Task directions:
Exactly the lines from the start of the data below through the line containing "loopback to the" must be returned, and no others.

______________________________

PR #3521, opened 2026-06-17
OtlpProxy: remove in-app proxy; route OTLP at the ALB

reakaleek:
## Why

The in-app \`AdotOtlpService\` proxy forwarded every browser OTLP batch over loopback to the
\`otel-collector\` sidecar. It was the source of \`Connection reset by peer\` errors (stale pooled
connections) and silent data loss. The root fix is to remove the app from the hot path entirely:
the collector sidecar already binds \`0.0.0.0:4318\` (OTLP HTTP) on the shared awsvpc task ENI
and is directly reachable from the ALB.

## What

Deletes the proxy layer from docs-builder (\`AdotOtlpService\`, \`IOtlpService\`, \`OtlpForwardResult\`,
\`OtlpProxyOptions\`, \`OtlpProxyRequest\`, and \`OtlpProxyTests\`) and removes all call sites
(\`MappingsExtensions\` \`/o/*\` routes, \`ServicesExtension.AddOtlpProxyService\`,
\`OtelRegistration.HttpClientTracingFilter\`). Net: −769 lines.

The browser's existing paths (\`/docs/_api/v1/o/{t,l,m}\`) and the app's own server-side EDOT
export (\`localhost:4317\`) are unchanged.

## How

Two companion changes complete the migration (separate PRs in their respective repos):

- **docs-infra**: ALB listener rule (priority < 200) routing \`/docs/_api/v1/o/*\` → new target
  group on collector port 4318, health-checked on port 13133; SG ingress for 4318 + 13133.
- **docs-internal-workflows**: otel-collector \`COLLECTOR_CONFIG\` sets \`traces_url_path\`,
  \`logs_url_path\`, \`metrics_url_path\` to the adblock-safe paths so the collector accepts them
  without any ALB rewrite.

Deploy sequence: collector config → infra (ALB rule) → this app change.


Mpdreamz (approved):
Such a better and improved solution ❤️

Mpdreamz:
The only thing is local development won't have the endpoints how are we handling that @reakaleek ? 


I think we should leverage Aspire more to start services mirroring production, wdyt?

reakaleek:
> The only thing is local development won't have the endpoints how are we handling that @reakaleek ?
> 
> I think we should leverage Aspire more to start services mirroring production, wdyt?

yup yup, we probably need to run a local otel collector to make this work locally (or what ever aspire can provide)

PR #3524, opened 2026-06-17
fix: move website search input container outside htmx swap region

reakaleek:
## Why

The `<elastic-website-search>` component renders its chat-input box into `#elastic-website-search-input-container`. That container lived inside `#content-container`, which is OOB-swapped on every htmx navigation. After each navigation the old container is replaced by a fresh empty one, so the component's rendered chat UI vanishes.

______________________________

Output for this exercise:
PR #3521, opened 2026-06-17
OtlpProxy: remove in-app proxy; route OTLP at the ALB

reakaleek:
## Why

The in-app \`AdotOtlpService\` proxy forwarded every browser OTLP batch over loopback to the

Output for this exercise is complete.